Canada has engaged in humanitarian development and assistance in Ukraine, providing over $493 million in support, as well as closely working on economic development, increasing transparency and good – governance within Ukraine. Canada has also been a prominent actor in responding to Ukraine’s crisis since 2013, and an active voice against Russia’s illegal annexation of Crimea in March 2014.

Canada has been working hand – in – hand with the Ukrainian military to deliver training and support to Ukrainian military personnel. The most recent step taken in the relationship between Ukraine and Canada was the establishment of the Canadian – Ukrainian Free Trade Agreement (CUFTA); a bilateral trade agreement between the two countries, which eliminates 86% of tariffs on Canadian exports to Ukraine, and eliminates 99% of tariffs on Ukrainian exports to Canada.

CUFTA was signed on July 11th, 2016 between Canada’s International Trade Minister, Chrystia Freeland, and Ukraine’s First Vice Prime Minister and Minister of Economic Development and Trade, Stepan Kubiv. This landmark decision includes the elimination of tariffs on most exports from both countries, and solves issues of product certification and technical standards that can restrict trade.

CUFTA will assist both Canada and Ukraine domestically by providing better access to the international market for the exporters, but can also drive political change within Ukraine. CUFTA will support increased transparency and good – governance in Ukraine by strengthening the relationship with Canada, a country who advocates for such principles. Economic development, which is one of many factors that affect democratic development will aid in the further democratization of Ukraine. CUFTA, which will tighten Ukraine’s relationship with Canada, can help Ukraine establish new ties in international relations.
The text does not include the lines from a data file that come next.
Issue #1653, opened 2026-07-07
[Epic] SSE streaming hardening


kriszyp:
Tracking epic for SSE/streaming response bugs: deferred teardown leaking listeners/sockets, and a finite async generator hanging the response with an uncaughtException. Related: #1290 (unbounded live-tail queue) is tracked under #1566 (unbounded-queue/DoS family) instead, since it's a duplicate of that cluster's canonical issue.

---
_Filed by Claude (Opus 4.8), issue-backlog triage & grouping pass._

PR #2096, opened 2026-08-06
fix(server): SSE serializer must distinguish absent data/id/retry from falsy

### LINKED ISSUE #2026: SSE text/event-stream serializer drops legitimate falsy data (0/false/'') and id:0
## Summary

`server/serverHelpers/contentTypes.ts`'s `text/event-stream` media-type `serialize()` uses truthiness to decide whether to emit a message's `data:`/`id:` lines:

```js
if (message.data) { /* emit data: line */ }
...
if (message.id) { /* emit id: line */ }
```

Both guards conflate "absent" with "falsy." For `data`, that silently omits the `data:` field for legitimate values `0`, `false`, and `''` (not just `undefined`/`null`). Per the HTML `EventSource` algorithm, a dispatched message with an empty data buffer is *discarded without firing an event* — so a client's listener never sees the update at all, with a 200 response and nothing in the logs to flag it.

For `id`, the same guard drops `id: 0`, which is a legitimate reconnect cursor — a client resuming from `id: 0` re-reads from the start instead of resuming.

## Concrete failure scenario

A Resource streams feature-flag state as `{ event: 'flag', data: false }`. The wire frame is `event: flag\n\n` (no `data:` line). The browser's `EventSource` never dispatches the event, so the client silently keeps showing the last truthy value — no error, no log line, 200 status throughout.

## Suggested fix

Distinguish absence from falsiness, e.g.:

```js
if (message.data !== undefined && message.data !== null) { /* emit data: line */ }
if (message.id !== undefined && message.id !== null) { /* emit id: line */ }
```

## Provenance

Surfaced by an independent multi-model pre-push review (codex + Grok + Harper-domain lenses) of #1972 (`test(server): promote 3 QA server-layer contract anchors`). That PR is test-only and deliberately pins the *current* (buggy) contract as a documented, flagged anchor at `integrationTests/server/qa702-sse-event-data.test.ts` rather than silently treating it as correct — this issue tracks the actual fix.

🤖 Filed by Claude (dispatch pr-fix agent) while addressing review comments on #1972.

kriszyp:
## Summary

`contentTypes.ts`'s `text/event-stream` `serialize()` used truthiness (`if (message.data)`, `if (message.id)`, `if (message.retry)`) to decide whether to emit `data:`/`id:`/`retry:` lines. That conflates "absent" with "falsy": legitimate values `0`, `false`, and `''` for `data`, `0` for `id` (a valid reconnect cursor), and `0` for `retry` were silently dropped from the wire frame. Per the `EventSource` spec, a frame with no `data:` line is discarded by the client without firing an event at all — a 200 response with nothing in the logs to flag it.

All three guards now check `!= null`, matching the idiom already used elsewhere in this file (`responseData?.contentType != null`).

**Caveat on `''`:** this fixes the wire representation (now emits `data: \n` instead of omitting the line) and is correct for the absence-vs-falsiness bug in general, but it does not change behavior for a real browser `EventSource` client on this specific value: per the HTML spec, an empty data buffer is discarded at dispatch time whether the `data:` line was present-but-empty or omitted entirely. `0` and `false` are the cases with an actual client-visible fix; `''` is fixed at the wire-byte level (useful for non-browser SSE consumers) but not for `EventSource` itself.

## What did *not* change, on purpose

The outer envelope-detection gate (`if (message.data != null || message.event)`) still only opens on `data`/`event`, not `id`/`retry`. This was tried during review (widening it to `message.id != null || message.retry != null`, to support a standalone id-only/retry-only message) and reverted: `id` is an extremely common literal-payload field name (e.g. any database record), so treating a bare `id` key as an SSE-envelope signal would misclassify a plain data object that happens to carry one — its `id` gets peeled into an `id:` line and every other field is silently dropped. That's a worse regression than the one this issue targets. A standalone id-only/retry-only SSE message therefore remains unsupported; a clean fix would need an explicit envelope marker (out of scope here). `integrationTests/server/qa702-sse-event-data/resources.js`'s `IdKeyPlainObjectPayload` fixture pins the correct (JSON-wrap-wholesale) behavior for this case.

## Change

- Follow-up review fix: [primitive coercion and CR/LF framing now share one path](https://github.com/HarperFast/harper/pull/2096/changes?w=1#diff-3ef5e58afb3497c3da77146d43e5ff63df88b7b9661cd862b98e390882c4f1fcR130), so newline-bearing `Symbol`/function strings cannot leak raw continuation lines; the [newline-bearing Symbol regression assertion](https://github.com/HarperFast/harper/pull/2096/changes?w=1#diff-1109cdb54e0c51de8a2b2d9b4701c8238ca0927bbc08b18b25cd3c86cb5edd50R151) pins that invariant.

- `server/serverHelpers/contentTypes.ts`: `data`/`id`/`retry` guards changed from truthiness to `!= null`.
- `integrationTests/server/qa702-sse-event-data.test.ts` + its `resources.js` fixture: this suite deliberately pinned the old (buggy) contract as a documented known-defect anchor (see #1972). Updated assertions/fixtures for the fixed contract, and added cases for the event-less-falsy-data and plain-object-with-an-id-key shapes that the review surfaced.

## Design assessment

Small, well-scoped fix confined to one function in shared serialization code. The `data`/`id` half was fully specified in #2026 with a pinned test anticipating it; the `retry` guard and the envelope-gate scoping question surfaced during cross-model review (see above) and were resolved before push.

## Verification

- Follow-up verification: `npm run build`; `npx mocha unitTests/server/serverHelpers/contentTypes.test.js` (21/21); `npm run format:write`; and `npm run lint:required` all passed. The new Symbol assertion was also confirmed to fail against the pre-fix serializer with the expected raw continuation line. `npm run test:unit:server` could not start the suite because its glob loads `unitTests/server/threads/fixtures/processGroupOwnerWorker.js` outside a worker (`parentPort` is null).

- Extended `qa702-sse-event-data.test.ts` integration suite (14/14 passing) — exercises the falsy-value matrix (`undefined`/`null`/`''`/`0`/`false`), `id: 0`, `retry: 0`, an event-less `data: 0` message, and a plain object with an `id` key.
- Ran `unitTests/server/serverHelpers/contentTypes.test.js` directly (19/19 passing) — unaffected non-falsy cases still serialize correctly.
- Full `test:unit:main`/`test:unit:resources`/`test:integration:all` gates not run locally (known local contention on this box — shared boot-props/RocksDB lock; CI is authoritative).
- 4 rounds of cross-model review (codex + gemini, + harper-domain adjudication on rounds 1–2): round 1 found the fix as filed was incomplete (outer envelope gate); round 2's suggested widening (to `id`/`retry`) was applied then round 3 caught that it introduced a data-loss regression for plain objects with an `id` key; round 4 confirmed the revert and closed out remaining nits. Converged with no new findings.

Fixes #2026

🤖 Generated by Claude (Sonnet 5)

<sub>Review-Coverage: authored=codex; ran=claude,gemini; declined=cursor-grok,cursor-composer,domain; rounds=6 @ 9d4dfcbbe4fb</sub>

<sub>Human-Review-Need: 4 @ 9d4dfcbbe4fb</sub>

### DIFF
--- a/server/serverHelpers/contentTypes.ts
+++ b/server/serverHelpers/contentTypes.ts
@@ -141,7 +141,7 @@ mediaTypes.set('text/event-stream', {
 				id: message.timestamp,
 			};
 		}
-		if (message.data != null || message.event) {
+		if (message.data != null || message.event || message.id != null || message.retry != null) {
 			let serialized = '';
 			if (message.event) serialized += 'event: ' + message.event + '\n';
 			if (message.data != null) {
@@ -150,7 +150,7 @@ mediaTypes.set('text/event-stream', {
 				serialized += 'data: ' + data + '\n';
 			}
 			if (message.id != null) serialized += 'id: ' + message.id + '\n';
-			if (message.retry) serialized += 'retry: ' + message.retry + '\n';
+			if (message.retry != null) serialized += 'retry: ' + message.retry + '\n';
 			return serialized + '\n';
 		} else {
 			if (typeof message === 'object') return `data: ${JSONStringify(message)}\n\n`;
--- a/server/serverHelpers/contentTypes.ts
+++ b/server/serverHelpers/contentTypes.ts
@@ -141,7 +141,13 @@ mediaTypes.set('text/event-stream', {
 				id: message.timestamp,
 			};
 		}
-		if (message.data != null || message.event || message.id != null || message.retry != null) {
+		// Only `data`/`event` open the envelope path -- NOT `id`/`retry`. `id` in particular is an
+		// extremely common literal-payload field name (e.g. a database record), so treating a bare
+		// `id`/`retry` key as an SSE-envelope signal would misclassify plain data objects that
+		// happen to carry one, silently dropping every other field. A standalone id-only/retry-only
+		// SSE message is consequently unsupported (falls to the JSON-wrap branch below); a clean
+		// fix would need an explicit envelope marker, out of scope here.
+		if (message.data != null || message.event) {
 			let serialized = '';
 			if (message.event) serialized += 'event: ' + message.event + '\n';
 			if (message.data != null) {
--- a/server/serverHelpers/contentTypes.ts
+++ b/server/serverHelpers/contentTypes.ts
@@ -127,8 +127,7 @@ mediaTypes.set('application/ndjson', ndjsonHandler);
 
 function serializeSSEData(data: any) {
 	if (typeof data === 'object') return 'data: ' + JSONStringify(data) + '\n';
-	if (typeof data === 'string') return 'data: ' + data.replace(/\r\n|\r|\n/g, '\ndata: ') + '\n';
-	return 'data: ' + String(data) + '\n';
+	return 'data: ' + String(data).replace(/\r\n|\r|\n/g, '\ndata: ') + '\n';
 }
 
 mediaTypes.set('text/event-stream', {
--- a/server/serverHelpers/contentTypes.ts
+++ b/server/serverHelpers/contentTypes.ts
@@ -127,8 +127,8 @@ mediaTypes.set('application/ndjson', ndjsonHandler);
 
 function serializeSSEData(data: any) {
 	if (typeof data === 'object') return 'data: ' + JSONStringify(data) + '\n';
-	if (typeof data === 'string') data = data.replace(/\r\n|\r|\n/g, '\ndata: ');
-	return 'data: ' + data + '\n';
+	if (typeof data === 'string') return 'data: ' + data.replace(/\r\n|\r|\n/g, '\ndata: ') + '\n';
+	return 'data: ' + String(data) + '\n';
 }
 
 mediaTypes.set('text/event-stream', {
--- a/server/serverHelpers/contentTypes.ts
+++ b/server/serverHelpers/contentTypes.ts
@@ -126,7 +126,7 @@ mediaTypes.set('application/x-ndjson', ndjsonHandler);
 mediaTypes.set('application/ndjson', ndjsonHandler);
 
 function serializeSSEData(data: any) {
-	if (typeof data === 'object') data = JSONStringify(data);
+	if (typeof data === 'object') return 'data: ' + JSONStringify(data) + '\n';
 	return 'data: ' + String(data).replace(/\r\n|\r|\n/g, '\ndata: ') + '\n';
 }
 
--- a/server/serverHelpers/contentTypes.ts
+++ b/server/serverHelpers/contentTypes.ts
@@ -141,12 +141,9 @@ mediaTypes.set('text/event-stream', {
 				id: message.timestamp,
 			};
 		}
-		// Only `data`/`event` open the envelope path -- NOT `id`/`retry`. `id` in particular is an
-		// extremely common literal-payload field name (e.g. a database record), so treating a bare
-		// `id`/`retry` key as an SSE-envelope signal would misclassify plain data objects that
-		// happen to carry one, silently dropping every other field. A standalone id-only/retry-only
-		// SSE message is consequently unsupported (falls to the JSON-wrap branch below); a clean
-		// fix would need an explicit envelope marker, out of scope here.
+		// Only `data`/`event` open the envelope path. `id`/`retry` alone do not: `id` is too
+		// common a literal-payload field name (e.g. a database record) to safely treat as an
+		// SSE-envelope signal without misclassifying plain data objects that happen to carry one.
 		if (message.data != null || message.event) {
 			let serialized = '';
 			if (message.event) serialized += 'event: ' + message.event + '\n';
--- a/server/serverHelpers/contentTypes.ts
+++ b/server/serverHelpers/contentTypes.ts
@@ -141,7 +141,7 @@ mediaTypes.set('text/event-stream', {
 				id: message.timestamp,
 			};
 		}
-		if (message.data || message.event) {
+		if (message.data != null || message.event) {
 			let serialized = '';
 			if (message.event) serialized += 'event: ' + message.event + '\n';
 			if (message.data != null) {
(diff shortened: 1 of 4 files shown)


server/serverHelpers/contentTypes.ts
```diff
@@ -141,16 +141,19 @@ mediaTypes.set('text/event-stream', {
 				id: message.timestamp,
 			};
 		}
-		if (message.data || message.event) {
+		// Only `data`/`event` open the envelope path. `id`/`retry` alone do not: `id` is too
+		// common a literal-payload field name (e.g. a database record) to safely treat as an
+		// SSE-envelope signal without misclassifying plain data objects that happen to carry one.
+		if (message.data != null || message.event) {
```
cb1kenobi, line 147: **Medium: widening the envelope gate to `!= null` peels falsy-`data`-key plain objects that previously round-tripped wholesale**

This is the mirror of the `id`-key case you deliberately protected. A plain data record that happens to carry a top-level column literally named `data` with a falsy-but-present value — `{ data: 0, name: 'x' }` (or `''`/`false`) and no `event` — now matches `message.data != null`, enters the envelope path, and emits only `data: 0`, silently dropping `name`.

Under the old truthiness gate that same record was falsy, fell through to the `else` branch, and was JSON-wrapped wholesale (`data: {"data":0,"name":"x"}`) with every field preserved. So this is a strict regression for that shape — the identical silent-field-loss class your reasoning cites for declining to widen to `id`/`retry`, except `data` is just as common a column name.

The genuine envelope signal `data` can't be dropped, so a full fix would need the explicit envelope marker you noted is out of scope. Minimally: pin the intended behavior with a fixture for `{ data: 0, name: 'x' }` (siblings + falsy data key) — `ZeroPayloadNoEvent` only covers `{ data: 0 }` with no siblings — and document this as an accepted limitation the way you did for the `id`-key case, so the tradeoff is recorded rather than latent.

—
_Generated by Barber AI_

ldt1996:
The fix and the envelope-gate scoping both check out, and the round-3 catch (a bare id key misclassifying a plain record) with its IdKeyPlainObjectPayload pin is the load-bearing part; the revert was right. One deliberate change worth naming for the record: {data: 0, name: 'x'} previously JSON-wrapped the whole object and now drops the sibling, consistent with what truthy data always did, and the test pins it. Agreed with that resolution, and the '' caveat is honest per the HTML spec.

Pre-existing and out of scope, but adjacent to these exact lines: a string data value containing a newline still emits a single broken data: line rather than the spec's one-data:-line-per-line splitting, and a string id with a newline can inject SSE fields. Worth a follow-up issue if there isn't one.

server/serverHelpers/contentTypes.ts
```diff
@@ -125,6 +125,12 @@ const ndjsonHandler = {
 mediaTypes.set('application/x-ndjson', ndjsonHandler);
 mediaTypes.set('application/ndjson', ndjsonHandler);
 
+function serializeSSEData(data: any) {
+	if (typeof data === 'object') return 'data: ' + JSONStringify(data) + '\n';
+	if (typeof data === 'string') return 'data: ' + data.replace(/\r\n|\r|\n/g, '\ndata: ') + '\n';
+	return 'data: ' + String(data) + '\n';
```
cb1kenobi: **Low: the fall-through branch is the one payload path `serializeSSEData` does not newline-scan, and "Preserve SSE primitive coercion" just made it reachable**

`String(data)` is applied raw, so any non-object, non-string value whose coercion contains a line break emits a literal newline into the `data:` line and splits/truncates the frame. Confirmed by running the built `dist/` serializer at this head against the merge base (01d85622):

- `serialize(Symbol('m\nn'))` — base: `TypeError: Cannot convert a Symbol value to a string`; head: `"data: Symbol(m\nn)\n\n"`. A spec client reads `n)` as a colon-less line, ignores it, and dispatches `data = "Symbol(m"` — silent truncation rather than the previous throw. This branch is newly reachable precisely because of the `${data}` -> `String(data)` change.
- `serialize(function f(){ ... })` behaves the same way and is unchanged from base, so a multi-line function body has always leaked raw newlines here.

Object and string payloads are fine — I verified `JSONStringify` escapes on both paths (`JSON.stringify`, and `jsStringify` in `JSONStream.ts` which routes strings and keys through `JSON.stringify`), so "Avoid rescanning SSE object payloads" is byte-identical to base for every object/array/Date/Buffer case I probed. This is only about the last line.

Folding the scan into the coercion closes the gap and is shorter than what it replaces, while keeping the object fast path unscanned (`String(x)` on a string is identity, so the string case is unaffected):

Suggested fix:
```suggestion
	if (typeof data === 'object') return 'data: ' + JSONStringify(data) + '\n';
	return 'data: ' + String(data).replace(/\r\n|\r|\n/g, '\ndata: ') + '\n';
```

I applied this in a worktree, rebuilt `dist/`, and re-ran `unitTests/server/serverHelpers/contentTypes.test.js`: 21/21 still pass, and `Symbol('m\nn')` then serializes as `data: Symbol(m\ndata: n)\n\n`. The unit test's `Symbol('marker')` assertion keeps passing either way, so if you prefer to keep the current shape, consider giving that marker a newline so the branch is actually pinned.

Separately (not this PR's bug, and already raised by Lavinia): `event`, `id`, and `retry` are still raw-concatenated, so `{ data: 'ok', id: '1\ndata: INJECTED' }` still emits an injected `data:` line. Byte-identical at base and head, so no regression here — but there is no open issue tracking it; #1653 (SSE streaming hardening) looks like the right home.

—
_Generated by Barber AI_

kriszyp: Addressed in 9d4dfcbbe: the non-object path now coerces once with String(data) and applies the same CR/LF data-line framing used for strings. The Symbol regression assertion now includes an embedded newline, so this branch is directly pinned.

cb1kenobi (approved):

CUFTA in a nutshell and how it can help Ukraine

Free trade comes with numerous economic benefits; it can lower costs for consumers, provide better access to products and is an engine of economic growth. A free trade agreement allows countries to specialize in goods that meet their comparative advantage and increases their economic welfare. It allows countries to compete fairly on the international market, and provides other benefits such as lower prices for consumers and greater choices of goods. Nonetheless, a free trade agreement such as CUFTA has other advantages that can play a role in Ukrainian politics and international relations.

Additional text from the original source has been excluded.